Content in the ingestion
lane is not sent to WebSked and is therefore not available to be added to Collections.
Resources
Draft API Getting Started (for information about Arc-Priority header)
Run Adapter on a Schedule
Unless the intent is to request content from the wire source manually, clients will need a way to kick off the start of the adapter process on a schedule. If clients are hosting the adapter on an internal server, they might use a cron job. AWS has the ability trigger events on automated schedules.
Resources
More Information
What values from the wire story should go into the creation of the Arc ID?
You should create a base64 encoded hash of at the very least the wire’s unique id value and your Arc XP organization id. You may also decide to add the content type to the hash, to make the resulting value more unique.

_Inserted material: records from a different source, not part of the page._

PR #264, opened 2015-07-17
Fix player not being internally disconnected in some situation and add client_disconnected forward

Arkshine:
Issue reported by @WPMGPRoSToTeMa here #252.

This fixes the situation of a player is marked as initialized by AMXX but has not yet spawned (put in server), if he disconnects/crashes/timeout at this point, `pfnClientDisconnect` won't be triggered by the engine. Result: AMXX will think that this player is still initialized and as consequence code relying on it could provide some unexpected result, also `client_disconnect` won't be called. 

While it's necessary that this change be reflected on `client_disconnect`, instead for backward compatibility reason a new forward `client_disconnected` has been introduced to be used as replacement. `client_disconnect` is marked as deprecated.

Technical note: Core hooks `SV_DropClient`, reHLDS could be supported later, once release is considerate as stable, and/or there is a more friendly approach of the API.


amxmodx/meta_api.cpp
```diff
@@ -811,18 +818,49 @@ BOOL C_ClientConnect_Post(edict_t *pEntity, const char *pszName, const char *psz
...
+
+		if (pPlayer->initialized)
+		{
+			executeForwards(FF_ClientDrop, pPlayer->index, prepareCharArray(buffer, sizeof(buffer), true), sizeof(buffer) - 1);
+		}
+	}
+
+	DETOUR_STATIC_CALL(SV_DropClient)(cl, crash, "%s", buffer);
+
+	pPlayer->Disconnect();
```
xPaw: This should be inside `if (cl->edict)`

Arkshine:
So, after some discussions, it would be more appropriate/convenient/usable to have a replacement instead. There we go, a new forward `client_disconnected` which is merged with `client_drop`.
`client_disconnect` is still there for backward compatibility but is now marked as deprecated.
Any thoughts on this?

RauliTop:
Has the change take into account FM_ClientDisconnect forward from fakemeta?

Also, why client_disconnect is called when player disconnects or map change (1 called for each player connected) and FM_ClientDisconnect only called when player disconnects?

Arkshine:
I'm not sure why you're talking about `FM_ClientDisconnect`, fakemeta is unrelated here or I don't understand.

RauliTop:
You said: "...some unexpected result, also client_disconnect won't be called."
I'm asking if FM_ClientDisconnect it's called or not too.

Also, I asked other thing, but any problem if no answer, it was only for curiosity.

Arkshine:
If you follow #252 this is a situation where pfnClientDisconnect is not called. Essentially, if a client is connecting but has not yet spawned (meaning put in server at least) and if he crashes/timeout at this point, client_disconnect won't be called.

xPaw:
Looks fine to me now.

amxmodx/meta_api.cpp
```diff
@@ -1488,6 +1545,20 @@ C_DLLEXPORT	int	Meta_Attach(PLUG_LOADTIME now, META_FUNCTIONS *pFunctionTable, m
...
+	void *address = nullptr;
+
+	if (CommonConfig && CommonConfig->GetMemSig("SV_DropClient", &address))
+	{
+		DropClientDetour = DETOUR_CREATE_STATIC_FIXED(SV_DropClient, address);
+		DropClientDetour->EnableDetour();
+	}
+	else
+	{
+		AMXXLOG_Log("client_drop forward has been disabled - check your gamedata files.");
```
Nextra: fwd name

plugins/include/amxmodx.inc
```diff
@@ -156,16 +156,26 @@ forward client_connect(id);
 forward client_authorized(id);
 
 /**
- * Called when a client is disconnecting from the server.
+ * @deprecated This function does not catch all cases.
```
Nextra: deprecation does not make the documentation invalid, we haven't removed it in all other cases either

amxmodx/CGameConfigs.cpp
```diff
@@ -886,6 +887,17 @@ CGameConfigManager::~CGameConfigManager()
 {
 }
 
+void CGameConfigManager::OnAmxxStartup()
+{
+	char error[256]; *error = '\0';
```
Nextra: `char error[256] = "";` ?

amxmodx/CGameConfigs.cpp
```diff
@@ -886,6 +887,17 @@ CGameConfigManager::~CGameConfigManager()
...
+
+	if (!LoadGameConfigFile("common.games", &CommonConfig, error, sizeof(error)) && *error != '\0')
```
Nextra: Should this really not log *at all* if there is no error message (not that it could happen, but still)?

Nextra:
:ship:

afwn90cj93201nixr2e1re:
Im really don't understand why we should replace META ClientDisconnect which is based inside core with SV_DropClient, how it's related to each other? Why we can't use what we wanna?
I understand that client_disconnect not gonna be called if we make something like connect ip then instantly press escape for disconnecting.

As you can see neither client_disconnect, neither client_disconnected called sometimes... Just check, i highlighted.

**14** `Client sent 'drop'` messages.
**11** `client_disconnected` calls.

```pawn
public client_disconnected(id){
	server_print("Player %d client_disconnected", id);
}
public client_disconnect(id){
	server_print("Player %d disconnected", id);
}
```

```js
let client_disconnected = 0;
let Reason = 0;
let Dropped = 0;
L 07/15/2020 - 03:26:54: -------- Mapchange to de_chateau --------
Executing ReGameDLL Configuration File
Navigation map loaded.
L 07/15/2020 - 03:26:55: [admin.amxx] [AMXX] Загружено 5 администраторов из файла
[AMXX] Загружено 4 администраторов из файла2
Executing AMX Mod X Configuration File
couldn't exec listip.cfg
couldn't exec banned.cfg
Executing server.cfg
restart
plugin_end
L 07/15/2020 - 03:46:19: -------- Mapchange to de_chateau --------
Executing ReGameDLL Configuration File
Navigation map loaded.
L 07/15/2020 - 03:46:21: [admin.amxx] [AMXX] Загружено 5 администраторов из файла
[AMXX] Загружено 4 администраторов из файла2
Executing AMX Mod X Configuration File
couldn't exec listip.cfg
couldn't exec banned.cfg
Executing server.cfg

ip:27006:reconnect
Player 1 client_disconnected
Dropped test from server
Reason:  Client sent 'drop'

ip:27006:reconnect
Player 1 client_disconnected
Dropped test from server
Reason:  Client sent 'drop'

ip:27006:reconnect
Player 1 client_disconnected
Player 1 disconnected
Dropped test from server
Reason:  Client sent 'drop'

ip:27006:reconnect
Player 1 client_disconnected
Dropped test from server
Reason:  Client sent 'drop'

ip:27006:reconnect
Dropped test from server
Reason:  Client sent 'drop'

ip:27006:reconnect
Player 1 client_disconnected
Dropped test from server
Reason:  Client sent 'drop'

ip:27006:reconnect
Player 1 client_disconnected
Dropped test from server
Reason:  Client sent 'drop'

ip:27006:reconnect
Player 1 client_disconnected
Dropped test from server
Reason:  Client sent 'drop'

ip:27006:reconnect
Dropped test from server
Reason:  Client sent 'drop'

ip:27006:reconnect
Player 1 client_disconnected
Dropped test from server
Reason:  Client sent 'drop'

ip:27006:reconnect
Player 1 client_disconnected
Dropped test from server
Reason:  Client sent 'drop'

ip:27006:reconnect
Player 1 client_disconnected
Dropped test from server
Reason:  Client sent 'drop'

ip:27006:reconnect
Player 1 client_disconnected
Dropped test from server
Reason:  Client sent 'drop'

ip:27006:reconnect
Dropped test from server
Reason:  Client sent 'drop'
```

afwn90cj93201nixr2e1re:
@Arkshine @WPMGPRoSToTeMa check it out, seems like there's some ub.

afwn90cj93201nixr2e1re:
https://github.com/dreamstalker/rehlds/blob/65c6ce593b5eabf13e92b03352e4b429d0d797b0/rehlds/engine/host.cpp#L461

As you can see there s no extra conditions, maybe we should hook steam api disconnected instead this one for disconnected? And leave disconnect as expected? Coz disconnect used only for authed players for example in database saving and other stuff like that, we everytime checking is player was fully connected till putinserver and etc, i mean i know that there's only one case which can bypass this (seem's like client crash), but whatever? We exactly should use steam api for that. @Arkshine

afwn90cj93201nixr2e1re:
Possible some of rehlds meta modules also hook's dropclient and just breaking chain calls.

afwn90cj93201nixr2e1re:
There's some general error's with that.
изображение

Sometimes client_disconnected not called at all, but sometimes client_connect also not called... tf? If client sent drop printed then entity is exactly valid, idk why we should make any internal check's to pPlayer->initialized inside amxmodx. Seems like that's the main reason of current unexpected stuff. Especially it's mostly possible on mapchanges/map ends.
изображение

afwn90cj93201nixr2e1re:
i really don't understand why disconnected is under some condition checks
изображение


as you can see edict exists everytime when we try to connect/disconnect also if we doing it too fast.
изображение
But as you can see there internal check's in amxmodx causing more unexpected shit. Maybe we should remove them?

afwn90cj93201nixr2e1re:
i really don't understand why disconnected is under some condition checks


изображение


as you can see edict exists everytime when we try to connect/disconnect also if we doing it too fast.
изображение
But as you can see there internal check's in amxmodx causing more unexpected shit. Maybe we should remove them?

The agency requires a static IP to fetch content. Does Arc XP support this?
No, Arc XP cannot provide static IPs.
What happens on expiry?
You can unpublish or delete the content.
What if the contract from the wire company doesn’t allow us to bring in images with stories?
Program the transformation logic to skip importing the images when checking for referenced content.
What happens once my wire is complete and my contract with the agency changes?
You will need to update the code in your environment to support those changes.